PR #2340, opened 2023-11-23
chore: only use --legacy-peer-deps on TFM UI package

toddym42:
Removes use of the `--legacy-peer-deps` flag on repos that don't need it.

It is only required in the `trade-finance-manager-ui` project, so a `.npmrc` file has been added to configure it to always be used in that project (e.g. if a user runs `npm install` in the project, it will automatically apply the `--legacy-peer-deps` flag.


.github/workflows/sca.yml
```diff
@@ -63,7 +63,7 @@ jobs:
 
       - name: Dependencies
         working-directory: ./
-        run: npm ci --legacy-peer-deps
+        run: npm ci
```
toddym42, line 66: I wasn't as sure about removing the flag here as I'm not entirely sure what this will run on.

trade-finance-manager-ui/.npmrc
```diff
@@ -0,0 +1 @@
+legacy-peer-deps=true
```
toddym42, line 1: This ensures the `--legacy-peer-deps` flag is always applied to relevant npm commands in this project.

ChristianMcc (approved):
LGTM and agree with having npm ci at the top level in the sca.yml workflow so no changes needed :)

PR #2341, opened 2023-11-23
feat(FN-1089): fix report uploadedBy schema

JoshBinns2000:
# Introduction

FN-1089 uses the `firstname` and `surname` properties from the `user` who uploaded the report. However, the `uploadedBy` user was stored in a way that did not match the other `user`s stored in portal.

# Resolution

Change how the utilisation reports are stored so that `firstname` and `surname` from the `user` are stored with the report. Updates other parts of the code where `uploadedBy.name` is used to match this new format.


ChristianMcc (approved):
nice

....

● **ACTIVITY**
The lines beginning with the one that holds "PR #2341, opened 2023-11-23" and ending with the last line of the data above are to be reproduced exactly, and nothing else.

● **RESULT**
PR #2341, opened 2023-11-23
feat(FN-1089): fix report uploadedBy schema

JoshBinns2000:
# Introduction

FN-1089 uses the `firstname` and `surname` properties from the `user` who uploaded the report. However, the `uploadedBy` user was stored in a way that did not match the other `user`s stored in portal.

# Resolution

Change how the utilisation reports are stored so that `firstname` and `surname` from the `user` are stored with the report. Updates other parts of the code where `uploadedBy.name` is used to match this new format.


ChristianMcc (approved):
nice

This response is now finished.